Artificial intelligence can be found in the intersection of mathematics and computer science. It means that if you want to be good at it, you have to be both a mathematician and a computer scientist. Mathematics is needed to know what to implement. Computer science is needed to be able to implement it. This is what my degree is based on.

But I did not stop learning. I think that lifelong learning is important. This is the reason why I decided to have a half status at the University. Here I work with students. They learn from me, and I learn from them. Fair deal.

The disadvantage of my approach to a hybrid life is the stress factor. Its advantage is that I have the opportunity to see the world from several different aspects. When doing the balance, I find it worth it.

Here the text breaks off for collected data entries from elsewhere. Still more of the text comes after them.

PR #103, opened 2021-03-30
fix memleak on closing algo orders

robertkowalski:
when an algo order was stopped, events were still listened for,
triggering event updates.

to reproduce:
1. start a twap, delay 0s
2. stop it
3. start another one, delay 0s
4. stop it
5. start another one set delay to 5s

you have 3 save events for 3 algo orders in the log when order
book updates arrive for the last algo order.


avsek477 (approved):
lgtm

PR #104, opened 2021-03-30
twap: fix delay on order submit

robertkowalski:
chained events behave synchronous, so we can't "wait" for the
first interval to "finish"


avsek477 (approved):
lgtm

PR #105, opened 2021-03-30
iceberg: fix delay on order submit

avsek477:
do not wait for the first interval to finish on order submit


robertkowalski (approved):
lgtm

You may know the classical slogan: data is the new oil. To train a machine learning algorithm, you need data. You need a lot of data and relevant data. The essential property of machine learning algorithms is that these algorithms provide good quality estimations in a familiar environment, on the domain where the training data resides. This property can be explained by the difference between interpolation and extrapolation. Interpolation always has the chance to provide better quality estimations than extrapolation. AI experts work in a similar way. You train them, and feed them with information. The more domains are covered by the training data, the better estimations and predictions can be provided by them. This mechanism is similar to image augmentation, where the images shown to a neural network are enriched artificially, which technique leads to an improvement in the final quality.

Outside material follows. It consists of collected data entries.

PR #106, opened 2021-03-31
allow cancelling orders before removing all listeners

avsek477:
- remove remaining cancel order listeners on algo stop
- fix for not removing all listeners before cancelling existing orders set by algo


robertkowalski (approved):
lgtm

PR #108, opened 2021-04-02
Fix subscription dups

vitaliystoliarovcc:
Asana ticket: https://app.asana.com/0/1125859137800433/1200136786490173/f

Added a check to prevent duplicate subscription with the same parameters


avsek477 (approved):
lgtm :+1:

PR #110, opened 2021-04-05
Display price only if orderType is LIMIT

vitaliystoliarovcc:
Asana ticket: https://app.asana.com/0/1125859137800433/1200130365695551/f

The issue is related to the construction of the order label. This is purely a view problem

The price was always displayed after '@' when it was greater than 0
Now it will be displayed only if _Order Type_ is LIMIT


lib/ma_crossover/meta/gen_order_label.js
```diff
@@ -13,10 +13,11 @@
 const genOrderLabel = (state = {}) => {
   const { args = {} } = state
   const { orderType, orderPrice, amount, long, short } = args
+  const priceShouldBeDisplayed = orderType === 'LIMIT'
 
   return [
     'MA Crossover',
-    ` | ${amount} @ ${orderPrice || orderType} `,
+    ` | ${amount} @ ${priceShouldBeDisplayed ? orderPrice : orderType} `,
```
avsek477, line 20: May be we should add the following in `process_params.js` as well so that we dont save it in db. What do you think @vitaliystoliarovcc ?
```
if (params.orderType !== 'LIMIT') {
    params.orderPrice = 0
}
```

vitaliystoliarovcc: I don’t think this is necessary, as it is assumed that orderPrice in the Birfinex API will be ignored if orderType !== 'LIMIT'. @robertkowalski, isn't?

vitaliystoliarovcc: > as well so that we don't save it in db

can you point where this data is stored in the database?

robertkowalski: > can you point where this data is stored in the database?

```
~/.honeyframework/algos.json
```

is a json database of algo orders. it contains the data serialized in `meta/serialize.js`

robertkowalski: > I don’t think this is necessary, as it is assumed that orderPrice in the Birfinex API will be ignored if orderType !== 'LIMIT'. @robertkowalski, isn't?

hmmm... in the first place i was wondering why the ui allows to submit market orders with a price...? then as second thought i think the cleaner approach is to fix it in process params, if we receive invalid data from the ui. for the feature the current approach also makes things working but why should we keep invalid values?

robertkowalski (approved):
lgtm

PR #454, opened 2017-08-03
Add script to extract localizable strings

frederoni:
Added a script that extracts strings to make it a bit more convenient to keep the strings on Transifex up-to-date.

You may conclude that I work maybe too much. Yes. It is true. The reason is that I love my job. On the other hand, I have some experiences outside the matrix. I love my family. I try to spend as much time as possible with my wife and daughter. I am pretty much into art, and sometimes do art. Sometimes I do art with my daughter. These days more photography. Decades before painting and clay sculptures. Sometimes music, guitar or saxophone. I managed to finish writing my book, which is a series of interconnected short novels. The illustrations are to be done. A few weeks ago I bought a Kiel Boat (Hungarian notation). The plan is to reduce workload and do more sport.

We may finish with a citation from Einstein: “Imagination is more important than knowledge.” I agree. Imagination is crucial in the life of a researcher. I would add one thing: “The stable ground”. I think that one can be creative in a field if the essential knowledge is also available, is rich enough, and is represented properly.